Work required
Your answer should be the line containing "PR #452, opened 2017-08-30" and every line after it to the end of the records below, word for word.

◆ ◆ ◆ ◆ ◆

PR #438, opened 2017-08-21
Remove force unwrap

marijnschilling:
I decided not to introduce the rule to not use force unwrap. This rule is by default disabled in Swift-lint and will only give a warning when enabled. So it clearly has a a different gravity then the by-default-enabled error-throwing rule to not use force downcast.

It mostly needs to be used on URL inits and handling JSON or native Obj-C objects. 

I did however went over the code and removed force unwraps where possible!

https://trello.com/c/faE9IGWn/239-438-add-no-force-unwrapping-rule-in-swift-lint-and-rewrite-these-cases-in-project


Toshi/Controllers/Favorites/FavoritesController.swift
```diff
@@ -211,7 +211,7 @@ open class FavoritesController: SweetTableController {
     @discardableResult
     fileprivate func registerTokenContactsDatabaseView() -> Bool {
         // Check if it's already registered.
-        guard Yap.sharedInstance.database!.registeredExtension(TokenUser.viewExtensionName) == nil else { return true }
+        guard let database = Yap.sharedInstance.database, database.registeredExtension(TokenUser.viewExtensionName) == nil else { return true }
```
yuliaveres: i think it is definitely not desired case, if we dnt have db here, let throw fatal error with message :)

Toshi/Controllers/Favorites/FavoritesController.swift
```diff
@@ -229,7 +229,7 @@ open class FavoritesController: SweetTableController {
 
         let databaseView = YapDatabaseView(grouping: viewGrouping, sorting: viewSorting, versionTag: "1", options: options)
 
-        return Yap.sharedInstance.database!.register(databaseView, withName: TokenUser.viewExtensionName)
+        return database.register(databaseView, withName: TokenUser.viewExtensionName)
```
yuliaveres: same here 😉

Toshi/Models/Cereal.swift
```diff
@@ -63,8 +63,8 @@ public class Cereal: NSObject {
 
     // restore from local user or create new
     public override init() {
-        if let words = Yap.sharedInstance.retrieveObject(for: Cereal.privateKeyStorageKey) as? String {
-            mnemonic = BTCMnemonic(words: words.components(separatedBy: " "), password: nil, wordListType: .english)!
+        if let words = Yap.sharedInstance.retrieveObject(for: Cereal.privateKeyStorageKey) as? String, let mnemonicValue = BTCMnemonic(words: words.components(separatedBy: " "), password: nil, wordListType: .english) {
```
yuliaveres: i dnt think those conditions are homogeneous / equal or how to say properly;
first is the check if account is secured and words list is stored in db, it just defines the flow; both options are accepted.
if true - we SHOULD be able to initialize mnemonic value , otherwise smth is wrong.
would u mind pease to separate second condition and if not satisfied - throw a fatal error with message `Entropy has incorrect size or wordlist is not supported`

Toshi/Models/Yap.swift
```diff
@@ -107,7 +107,9 @@ public final class Yap: NSObject, Singleton {
             let keychain = KeychainSwift()
             keychain.synchronizable = false
 
-            return keychain.getData(UserDB.password)!
+            guard let userDatabasePassword = keychain.getData(UserDB.password) else { fatalError("No database password found in keychain") }
```
yuliaveres: that was missing! 👍

Toshi/Models/Yap.swift
```diff
@@ -150,7 +152,8 @@ public final class Yap: NSObject, Singleton {
         deleteFileIfNeeded(at: UserDB.shmFilePath)
 
         let keychain = KeychainSwift()
-        let currentPassword = keychain.getData(UserDB.password)!
+        guard let currentPassword = keychain.getData(UserDB.password) else { fatalError("No database password found in keychain") }
```
yuliaveres: could u please specify the problem by adding `while db file exits` ?

Toshi/Models/Notifications/MessageFetcherJob.swift
```diff
@@ -107,7 +107,7 @@ class MessageFetcherJob: NSObject {
             }
         }()
 
-        let envelopes = messageDicts.map { buildEnvelope(messageDict: $0) }.filter { $0 != nil }.map { $0! }
+        let envelopes = messageDicts.flatMap { buildEnvelope(messageDict: $0) }.filter { $0 != nil }
```
marijnschilling: Ha yeah, probably! Found it a weird function to begin with, not sure what the intentions were :) Wonder though if i can test easily if this has the wanted result... 🤔

Toshi/Controllers/Favorites/FavoritesController.swift
marijnschilling: Shoudl this check `database.registeredExtension(TokenUser.viewExtensionName) == nil` also throw this fatal error, or should that be handled differently?

Toshi/Controllers/Favorites/FavoritesController.swift
marijnschilling: What do you mean with same here? It will already have thrown the fatalError that it cant egt the database on top of the function right? So here i thought i could jut use the unwrapped value then.

Toshi/Controllers/Favorites/FavoritesController.swift
yuliaveres: no no, just for database being present

Toshi/Controllers/Favorites/FavoritesController.swift
yuliaveres: oh right, i missed it is the same place, so good 👍

Toshi/Controllers/Favorites/FavoritesController.swift
marijnschilling: oke, i keep the other to return true :)

PR #439, opened 2017-08-21
Remove force try

marijnschilling:
I enabled the (default) force try rule for SwiftLint and removed it where it was used.

Things that I would like to be looked at in the PR are:
- [x] How to handle the guard when the payload string can not be made, should i return an error or not?
- [x] I made contact and image cache an optional value, I wonder if this doesn't have any unforeseen implications

https://trello.com/c/apxETbVF/243-439-add-no-force-try-rule-in-swift-lint-and-rewrite-these-cases-in-project


Toshi/APIClients/idAPIClient.swift
```diff
@@ -33,7 +33,7 @@ public class IDAPIClient: NSObject, CacheExpiryDefault {
 
     public var teapot: Teapot
 
-    private var contactCache = try! Cache<TokenUser>(name: "tokenContactCache")
+    private var contactCache = try? Cache<TokenUser>(name: "tokenContactCache")
```
roberthein: I don't like that this variable is optional, maybe we can do something like this instead:
```
private lazy var contactCache: Cache<TokenUser> = {
    do {
        let cache = try Cache<TokenUser>(name: "tokenContactCache")
        return cache
    } catch {
        fatalError()
    }
}()
```
What do you think @yuliaveres?

Toshi/Avatars/AvatarManager.swift
```diff
@@ -21,7 +21,7 @@ final class AvatarManager: NSObject, CacheExpiryDefault {
 
     static let shared = AvatarManager()
 
-    private var imageCache = try! Cache<UIImage>(name: "imageCache")
+    private var imageCache = try? Cache<UIImage>(name: "imageCache")
```
roberthein: Same goes for `imageCache` if it's optional like this, we will never know when something goes wrong.

Toshi/MessagesUI/Cells/MessagesTextCell.swift
```diff
@@ -44,7 +44,7 @@ class MessagesTextCell: MessagesBasicCell {
         }
     }
 
-    fileprivate let usernameDetector = try! NSRegularExpression(pattern: " ?(@[a-zA-Z][a-zA-Z0-9_]{2,59}) ?", options: [.caseInsensitive, .useUnicodeWordBoundaries])
+    fileprivate let usernameDetector = try? NSRegularExpression(pattern: " ?(@[a-zA-Z][a-zA-Z0-9_]{2,59}) ?", options: [.caseInsensitive, .useUnicodeWordBoundaries])
```
roberthein: I don't think `usernameDetector` should be optional.

Toshi/APIClients/ChatAPIClient.swift
```diff
@@ -60,7 +60,8 @@ public class ChatAPIClient: NSObject {
             let parameters = UserBootstrapParameter()
             let path = "/v1/accounts/bootstrap"
             let payload = parameters.payload
-            let payloadString = String(data: try! JSONSerialization.data(withJSONObject: payload, options: []), encoding: .utf8)!
+
+            guard let data = try? JSONSerialization.data(withJSONObject: payload, options: []), let payloadString = String(data: data, encoding: .utf8) else { return }
```
yuliaveres: i think this way is good to handle it;
the exception might be thrown only if json (`payload`) is invalid, what I guess is not the case of `UserBootstrapParameter`s ? but `nil` might be returned if some error occurs, no idea which in particular 🤔 
but anyway, i guess the registration should not be just interrupted right? 
we should write log at least + call completion handler

Toshi/APIClients/EthereumAPIClient.swift
```diff
@@ -113,9 +113,8 @@ public class EthereumAPIClient: NSObject {
                 "signature": transactionSignature
             ]
 
-            let payloadString = String(data: try! JSONSerialization.data(withJSONObject: params, options: []), encoding: .utf8)!
+            guard let data = try? JSONSerialization.data(withJSONObject: params, options: []),  let payloadString = String(data: data, encoding: .utf8) else { return}
```
yuliaveres: i think my previous comment count for all cases, wdyth ? we should now that request even hasn't started for the reason, and of course execute completion

Toshi/APIClients/EthereumAPIClient.swift
```diff
@@ -237,9 +236,13 @@ public class EthereumAPIClient: NSObject {
         let cereal = Cereal.shared
         let path = "/v1/apn/register"
         let address = cereal.address
-
         let params = ["registration_id": appDelegate.token, "address": cereal.paymentAddress]
-        let payloadString = String(data: try! JSONSerialization.data(withJSONObject: params, options: []), encoding: .utf8)!
+
+        guard let data = try? JSONSerialization.data(withJSONObject: params, options: []), let payloadString = String(data: data, encoding: .utf8) else {
+            completion?(false)
```
yuliaveres: i am wondering may be we should add string description or error with description to completion handler apart from Bool indicating success ? so while debugging - we know what went wrong ?

Toshi/APIClients/idAPIClient.swift
```diff
@@ -209,8 +210,10 @@ public class IDAPIClient: NSObject, CacheExpiryDefault {
         fetchTimestamp { timestamp in
             let cereal = Cereal.shared
             let path = "/v1/user"
-            let payload = try! JSONSerialization.data(withJSONObject: userDict, options: [])
-            let payloadString = String(data: payload, encoding: .utf8)!
+            guard let payload = try? JSONSerialization.data(withJSONObject: userDict, options: []), let payloadString = String(data: payload, encoding: .utf8) else {
+                completion(false, "Invalid payload")
```
yuliaveres: in my previous comment I have meant smth like this 😉

Toshi/APIClients/idAPIClient.swift
yuliaveres: we can't got without this cache;
please, do try and catch error along with interrupting execution. smth is not ok in this case 😉

Toshi/Avatars/AvatarManager.swift
yuliaveres: same as with contacts cache :)

Toshi/MessagesUI/Cells/MessagesTextCell.swift
yuliaveres: not that critical, but why might we accept if detector initializer failed? we should at least log error i think

Toshi/Models/Users/TokenUser.swift
```diff
@@ -110,8 +110,8 @@ public class TokenUser: NSObject, NSCoding {
         return address == Cereal.shared.address
     }
 
-    public var JSONData: Data {
-        return try! JSONSerialization.data(withJSONObject: asDict, options: [])
+    public var JSONData: Data? {
+        return try? JSONSerialization.data(withJSONObject: asDict, options: [])
```
yuliaveres: this can't be nil, we never might want to access non-existent user JSONData, 
please, whether leave it forced or add fatal error with a message

Toshi/APIClients/EthereumAPIClient.swift
marijnschilling: yes, I think creating our own Error for this could work. But not all completion handlers of APICalls return an error at this moment. Should I adjust that in those cases? Or just print what went wrong?

yuliaveres: i think we can see depending on the context what is wrong, like here the call wasn't even made cause we have no payload, right? so just pass a string saying the reason.
if api call failed - then error description if there is one, or our own description that request failed. but mostly i think requests return error if smth went wrong ?

marijnschilling: This is just for cases when the payload couldn't be created. But i can't always pass a string, sometimes the completion just return true or false, sometimes an error.

marijnschilling: How do you even create a simple swift Error? Nothing to be found about that :(

yuliaveres: hmmmm, lets see

yuliaveres: have u seen this ? https://stackoverflow.com/questions/40671991/generate-your-own-error-code-in-swift-3

yuliaveres: but anyway @marijnschilling  that is not super crucial to throw error in articular, an if time consuming - just add string
what we need finally is just description

Toshi/Models/Users/TokenUser.swift
marijnschilling: Im changing this but I'm not really sure what this JSONData actually is or does. I see it's made form an `asDict`. Also don't know what this means. Do you happen to know this? Then I can write meaningful message and change the var names.

yuliaveres: it is just Data from Dictionary, in this format user information is stored in Yap

marijnschilling: oke so it's `userInfo` and `userInfoJSON`?

yuliaveres: so `asDict` -  is everything as` [String: Any]`
and `JSONData` is that turned into `Data`

honestly, i think as dict makes sense, cause since long time ago userInfo is something widely used and may cause confusing ?  you want to change naming right ? or i misunderstood :)

Toshi/APIClients/EthereumAPIClient.swift
yuliaveres: lets add string, just like here:
screenshot at aug 22 16-03-35

Toshi/Models/Users/TokenUser.swift
marijnschilling: oooh it's the whole struct `as` a Dict? and as JSON data? No i didnt get that... Would assume it be class methods in that case. I thoughs `as` was just some abbreviation that i'm not in on :)

I would like to change the name yes, cause it's unclear what data this is about.

yuliaveres: not struct - just variables of a user - asDict: [String: Any] and JSONData: Data .

look if the following makes more sense. f.e. : 

`let currentUset = TokenUser.current`
`currentUser.json / currentUser.dict`
`currentUser.data `

Toshi/APIClients/EthereumAPIClient.swift
marijnschilling: Than i have to add a lot of nil values to all the completion handlers where this string is not being used though 🤔  or is that oke?

yuliaveres: it is fine 
`completion(true, nil)`
`completion(false, message)`

yuliaveres: we can't use default values in tuples 😢

marijnschilling: I know I was trying to do that XD

Toshi/Controllers/Favorites/ContactController.swift
```diff
@@ -434,7 +434,7 @@ extension ContactController: ActivityIndicating {
 extension ContactController: RateUserControllerDelegate {
     func didRate(_ user: TokenUser, rating: Int, review: String) {
         dismiss(animated: true) {
-            RatingsClient.shared.submit(userId: user.address, rating: rating, review: review) {
+            RatingsClient.shared.submit(userId: user.address, rating: rating, review: review) { _ in
```
yuliaveres: si of smth went wrong lets alert user ?

marijnschilling: I added the alert in the rating client, because the success and failure are also handled there as alerts.

Toshi/APIClients/EthereumAPIClient.swift
```diff
@@ -90,18 +93,18 @@ public class EthereumAPIClient: NSObject {
...
                         print(json ?? "")
-                        completion(json, nil)
+                        completion(json, nil, "json: \(json) response: \(response)")
                     case .failure(let json, let response, let error):
                         print(response)
                         print(json ?? "")
                         print(error)
                         guard let jsonError = (json?.dictionary?["errors"] as? [[String: Any]])?.first else {
-                            completion(nil, error)
+                            completion(nil, error, "json: \(json) response: \(response)")
```
yuliaveres: you have warnings here

marijnschilling: Yeah if i do it like this `json ?? ""` I get the error `/Users/marijnschilling/Projects/toshi-ios-client/Toshi/APIClients/EthereumAPIClient.swift:102:69: Cannot convert value of type 'String' to expected argument type 'RequestParameter'` 

Shall i just remove the json?

yuliaveres: i think the warning is about string interpolation, so proper would be `String(describing: json)` .

apart from it, i see we dnt use this message in handlers, it is _ everywhere so maybe dnt add it to this method  ?

PR #440, opened 2017-08-21
Change types, objects and copy to "passphrase"

roberthein:
Changed all localization from `backup phrase` to `passphrase`.
Renamed all types and objects from `backup phrase` to `passphrase`.
Renamed all files and folders from `backup phrase` to `passphrase`.


marijnschilling:
Maybe we should add the original copy as a comment.

Or write something that for example `Localizable("Request payment") automatically looks for a localizable string with the key `request_payment`. (and maybe has a max amount of words to use for this for really long localizable strings)

roberthein:
With `Localized` it's already possible to add a `comment`, you can do `Localized("key", comment: "comment")`
But adding the copy there just clutters the code in my opinion and it's never a guarantee that it's actually in sync with the **Localizable.strings** file.

PR #445, opened 2017-08-24
Apps api client tests

marijnschilling:
Added tests for the apps Api client using Quick & Nimble. 

Curious what you think about the clarity of the test contexts and cases!

And wether it covers all the cases to check wether the appsAPIClient is behaving properly. 

screenshot 2017-08-24 13 47 16


Tests/Mocks/AppsAPIClient/search/?query=Test&limit=100.json
```diff
@@ -0,0 +1,54 @@
...
+      "payment_address": "0x011c6dd9565b8b83e6a9ee3f06e89ece3251ef2f",
+      "public": 0,
+      "reputation_score": "2.7",
+      "review_count": 2,
+      "token_id": "0x8f9bdb7f562ccdedf3c24cf25e9cece9df62138b",
+      "toshi_id": "0x8f9bdb7f562ccdedf3c24cf25e9cece9df62138b",
+      "username": "testUsername"
+    },
+    {
+      "about": "The third most searchest of all the apps",
```
yuliaveres: can we try to test with weird data? what happens if `avatar` is empty or absent (like happened some time before, AvatarManager was expecting it and crashing)? what if backend send us various not expected stuff?

marijnschilling: Hmm I could do that, but in theory I think this are things that the back-end itself should test. Making sure that they don't send us weird stuff :) 

But in case of the empty avatar, if that is something that we should take into account in our app I can add a test for that. Anything else weird you have in mind except the empty or nil avatar?

yuliaveres: `{
 +      "about": "The second most searchest of all the apps",
 +      "avatar": "noturl",
 +      "average_rating": 100,
 +      "is_app": 1,
 +      "location": "",
 +      "name": "TestName",
 +      "payment_address": "",
 +      "public": 0,
 +      "reputation_score": "2.7",
 +      "review_count": 2,
 +      "token_id": "0x8f9bdb7f562ccdedf3c24cf25e9cece9df62138b"
 +    }`

yuliaveres: also, what is no id ? broken data ? :)

yuliaveres: We are responsible to be able to handle different cases, if crash happens - noone cares who is quilty 😉

marijnschilling: I'll try it! It's not about placing blame, its more about not doing unnecessary work ✌️  But these cases seams like we should handle them correctly so i will make a 'weird data test' 😬

marijnschilling:
We decided to add missing data in another PR, since that requires adding error handling in the appsAPIClient itself. So merging this one and opening a new one from there ✌️

PR #446, opened 2017-08-25
Specify continue behavior in guard else

faymontage:
Having only an assert in a guard's else clause is not valid production code, as asserts are evaluated only in debug builds.

This problem was introduced here: https://github.com/toshiapp/toshi-ios-client/commit/2d0301590d3918e194fcba0e4a46869795143d3f#diff-81edbd2a85deec3043a3fc1e26528ff7

To make it valid code - while matching the behavior of the code from before that commit - a continue statement is added to the else clause.


Toshi/Models/Converters/BaseConverter.swift
```diff
@@ -74,7 +74,10 @@ public struct BaseConverter {
 
         if !digits.isEmpty {
             for i in (0 ... (digits.count - 1)).reversed() {
-                guard let digit = stringToInt(digits[i]) else { assert(false, "Invalid digit") }
+                guard let digit = stringToInt(digits[i]) else {
+                    assert(false, "Invalid digit")
+                    continue
```
yuliaveres: i think after assertion continue makes no sense

faymontage: Read the linked commit - what I've done here exactly matches the removed code's behaviour in both debug and production. Am I wrong?

faymontage: To be clear - I'm just fixing a regression so we can build - I'm not giving consideration to how this class may be refactored to be more correct/useful.

roberthein: Why does it not make sense to use `continue` @yuliaveres?

Toshi/Models/Converters/BaseConverter.swift
```diff
@@ -76,7 +76,7 @@ public struct BaseConverter {
             for i in (0 ... (digits.count - 1)).reversed() {
                 guard let digit = stringToInt(digits[i]) else {
                     assert(false, "Invalid digit")
-                    continue
+                    break
```
faymontage: This does not match the behavior from before this regression - are you sure you want to do that?

roberthein: I think it should be `continue`.

yuliaveres: sorry my fault i understood it incorrectly 👎

PR #450, opened 2017-08-29
Tests for the ethereum api client

marijnschilling:
I had to rewrite the `timestamp` function in `EthereumAPIClient` to return an error when this fails, cause I need to catch that error in the tests (otherwise it wouldnt get into the completionblock at all). But I think this is generally a good addition, what if there's some problem getting a connection to the API, we wouldn't have found out about it otherwise.

So what i would like to have checked issss
- [x] Wether the added completionblock in `timestamp` in `EthereumAPIClient` is handled well
- [ ] Wether there are some error states that should be checked. (Now i'm only checking for unauthorized error)
- [x] And of course wether the tests in general make any sense to you 🙃


Tests/EthereumAPIClientTests.swift
```diff
@@ -0,0 +1,130 @@
...
+                            done()
+                        }
+                    }
+                }
+
+                it("gets the balance") {
+                    let mockTeapot = MockTeapot(bundle: Bundle(for: EthereumAPIClientTests.self), mockFileName: "getBalance")
+                    subject = EthereumAPIClient(mockTeapot: mockTeapot)
+
+                    waitUntil() { done in
```
roberthein: I get a warning here for the empty parentheses.

Tests/EthereumAPIClientTests.swift
```diff
@@ -0,0 +1,130 @@
...
+                        subject.getBalance(address: "0x1ad0bb2d14595fa6ad885e53eaaa6c82339f9b98") { number, error in
```
roberthein: I get a warning here for number not being used.

Tests/EthereumAPIClientTests.swift
```diff
@@ -0,0 +1,130 @@
...
+//swiftlint:disable force_cast
+class EthereumAPIClientTests: QuickSpec {
+
+    override func spec() {
+        describe("the Ethereum API Client") {
+            var subject: EthereumAPIClient!
+
+            context("Happy path 😎") {
+                it("creates an unsigned transaction") {
+                    let mockTeapot = MockTeapot(bundle: Bundle(for: EthereumAPIClientTests.self), mockFileName: "createUnsignedTransaction")
```
roberthein: ✨ ✨ ✨ ✨ ✨ 
✨ 😍 😍 😍 ✨ 
✨ ✨ ✨ ✨ ✨

Tests/EthereumAPIClientTests.swift
```diff
@@ -0,0 +1,130 @@
...
+                            done()
+                        }
+                    }
+                }
+
+                it("gets the balance") {
+                    let mockTeapot = MockTeapot(bundle: Bundle(for: EthereumAPIClientTests.self), mockFileName: "getBalance", statusCode: .unauthorized)
+                    subject = EthereumAPIClient(mockTeapot: mockTeapot)
+
+                    waitUntil() { done in
```
roberthein: Empty parentheses here too.

Toshi.xcodeproj/project.pbxproj
```diff
@@ -2902,17 +2907,22 @@
...
+		D197B654F730E653B7C6F444 /* sendSignedTransaction.json */ = {isa = PBXFileReference; fileEncoding = 4; lastKnownFileType = text.json; path = sendSignedTransaction.json; sourceTree = "<group>"; };
 		D197B669EF87D9D6642E12BA /* UINotificationName+Additions.swift */ = {isa = PBXFileReference; fileEncoding = 4; lastKnownFileType = sourcecode.swift; path = "UINotificationName+Additions.swift"; sourceTree = "<group>"; };
 		D197B6E47F5F979A8C154E9A /* ActiveNetworkView.swift */ = {isa = PBXFileReference; fileEncoding = 4; lastKnownFileType = sourcecode.swift; path = ActiveNetworkView.swift; sourceTree = "<group>"; };
-		D197B81BF342CD022941F8CB /* apps?top=false&recent=true&limit=10.json */ = {isa = PBXFileReference; fileEncoding = 4; lastKnownFileType = text.json; path = "apps?top=false&recent=true&limit=10.json"; sourceTree = "<group>"; };
+		D197B86A198E11D1255A9721 /* getFeaturedApps.json */ = {isa = PBXFileReference; fileEncoding = 4; lastKnownFileType = text.json; path = getFeaturedApps.json; sourceTree = "<group>"; };
```
roberthein: Much better 😅

roberthein:
@marijnschilling I'm not sure about adding more tests to test all different error-states.

marijnschilling:
Oops I keep forgetting to check the errors 🙈  I will fix them!

And in that case i think these error states are enough, i think for the others the result that is expected is the same.

PR #451, opened 2017-08-29
Imrpove by minor fixes

yuliaveres:


Toshi/APIClients/idAPIClient.swift
```diff
@@ -41,7 +41,13 @@ public class IDAPIClient: NSObject, CacheExpiryDefault {
         }
     }()
 
-    let contactUpdateQueue = DispatchQueue(label: "token.updateContactsQueue")
+    private lazy var updateOperationQueue: OperationQueue = {
+        let queue = OperationQueue()
+        queue.maxConcurrentOperationCount = 2
```
faymontage: Where does the value "2" come from? Can we give it a name?

yuliaveres: it is enough to have 1 actually

Toshi/Avatars/AvatarManager.swift
```diff
@@ -114,25 +114,26 @@ final class AvatarManager: NSObject, CacheExpiryDefault {
     }
 
     func downloadAvatar(path: String, completion: @escaping (_ image: UIImage?) -> Void) {
+        DispatchQueue.global(qos: .userInitiated).async {
+            guard let url = URL(string: path) as URL?,
+                let teapot = self.teapot(for: url) as Teapot? else { return }
```
heumn: Shouldnt the completion block be called here? 🤔

yuliaveres: it should

PR #452, opened 2017-08-30
Recovered id api client tests

marijnschilling:
Made this branch new because there were merge conflicts in carthage files.
- [ ] Lots of tests tests tests
- [ ] Also tests for unauthorized state

- [ ] I added an error completion to the `fetchTimestamp` function to catch the errors in my test
- [ ] Removed the optional User array completion, since it's defaulted to an empty array anyway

◆ ◆ ◆ ◆ ◆

Exercise result
PR #452, opened 2017-08-30
Recovered id api client tests

marijnschilling:
Made this branch new because there were merge conflicts in carthage files.
- [ ] Lots of tests tests tests
- [ ] Also tests for unauthorized state

- [ ] I added an error completion to the `fetchTimestamp` function to catch the errors in my test
- [ ] Removed the optional User array completion, since it's defaulted to an empty array anyway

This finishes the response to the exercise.